◆ Assignment ◆
Below is a block of records; repeat all of them exactly.

◆ Input data ◆
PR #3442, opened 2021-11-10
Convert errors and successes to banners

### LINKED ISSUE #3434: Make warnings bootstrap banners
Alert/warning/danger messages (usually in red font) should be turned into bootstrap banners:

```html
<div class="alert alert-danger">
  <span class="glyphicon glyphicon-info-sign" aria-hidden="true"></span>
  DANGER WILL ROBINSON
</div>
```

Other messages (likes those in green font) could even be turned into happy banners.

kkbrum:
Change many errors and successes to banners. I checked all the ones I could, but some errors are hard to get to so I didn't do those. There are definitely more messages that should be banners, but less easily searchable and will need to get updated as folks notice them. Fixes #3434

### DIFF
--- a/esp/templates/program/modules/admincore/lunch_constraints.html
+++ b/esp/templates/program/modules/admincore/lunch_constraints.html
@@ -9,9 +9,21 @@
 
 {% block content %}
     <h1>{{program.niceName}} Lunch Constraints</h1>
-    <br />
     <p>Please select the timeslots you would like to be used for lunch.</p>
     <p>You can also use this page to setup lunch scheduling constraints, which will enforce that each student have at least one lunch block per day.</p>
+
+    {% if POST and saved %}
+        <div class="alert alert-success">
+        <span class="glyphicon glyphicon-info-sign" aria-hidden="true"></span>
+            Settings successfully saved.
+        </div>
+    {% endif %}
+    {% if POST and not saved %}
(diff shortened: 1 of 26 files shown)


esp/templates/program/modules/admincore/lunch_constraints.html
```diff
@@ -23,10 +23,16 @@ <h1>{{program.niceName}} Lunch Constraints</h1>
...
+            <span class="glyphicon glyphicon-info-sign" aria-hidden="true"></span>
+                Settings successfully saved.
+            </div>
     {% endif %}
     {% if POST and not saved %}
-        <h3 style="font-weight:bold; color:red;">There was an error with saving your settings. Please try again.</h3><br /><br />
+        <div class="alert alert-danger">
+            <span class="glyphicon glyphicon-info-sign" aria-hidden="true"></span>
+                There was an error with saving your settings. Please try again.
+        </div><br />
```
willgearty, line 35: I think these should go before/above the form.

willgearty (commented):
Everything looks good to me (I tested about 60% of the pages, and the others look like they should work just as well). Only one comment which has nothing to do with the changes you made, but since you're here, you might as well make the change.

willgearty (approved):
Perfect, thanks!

◆ Exercise response ◆
PR #3442, opened 2021-11-10
Convert errors and successes to banners

### LINKED ISSUE #3434: Make warnings bootstrap banners
Alert/warning/danger messages (usually in red font) should be turned into bootstrap banners:

```html
<div class="alert alert-danger">
  <span class="glyphicon glyphicon-info-sign" aria-hidden="true"></span>
  DANGER WILL ROBINSON
</div>
```

Other messages (likes those in green font) could even be turned into happy banners.

kkbrum:
Change many errors and successes to banners. I checked all the ones I could, but some errors are hard to get to so I didn't do those. There are definitely more messages that should be banners, but less easily searchable and will need to get updated as folks notice them. Fixes #3434

### DIFF
--- a/esp/templates/program/modules/admincore/lunch_constraints.html
+++ b/esp/templates/program/modules/admincore/lunch_constraints.html
@@ -9,9 +9,21 @@
 
 {% block content %}
     <h1>{{program.niceName}} Lunch Constraints</h1>
-    <br />
     <p>Please select the timeslots you would like to be used for lunch.</p>
     <p>You can also use this page to setup lunch scheduling constraints, which will enforce that each student have at least one lunch block per day.</p>
+
+    {% if POST and saved %}
+        <div class="alert alert-success">
+        <span class="glyphicon glyphicon-info-sign" aria-hidden="true"></span>
+            Settings successfully saved.
+        </div>
+    {% endif %}
+    {% if POST and not saved %}
(diff shortened: 1 of 26 files shown)


esp/templates/program/modules/admincore/lunch_constraints.html
```diff
@@ -23,10 +23,16 @@ <h1>{{program.niceName}} Lunch Constraints</h1>
...
+            <span class="glyphicon glyphicon-info-sign" aria-hidden="true"></span>
+                Settings successfully saved.
+            </div>
     {% endif %}
     {% if POST and not saved %}
-        <h3 style="font-weight:bold; color:red;">There was an error with saving your settings. Please try again.</h3><br /><br />
+        <div class="alert alert-danger">
+            <span class="glyphicon glyphicon-info-sign" aria-hidden="true"></span>
+                There was an error with saving your settings. Please try again.
+        </div><br />
```
willgearty, line 35: I think these should go before/above the form.

willgearty (commented):
Everything looks good to me (I tested about 60% of the pages, and the others look like they should work just as well). Only one comment which has nothing to do with the changes you made, but since you're here, you might as well make the change.

willgearty (approved):
Perfect, thanks!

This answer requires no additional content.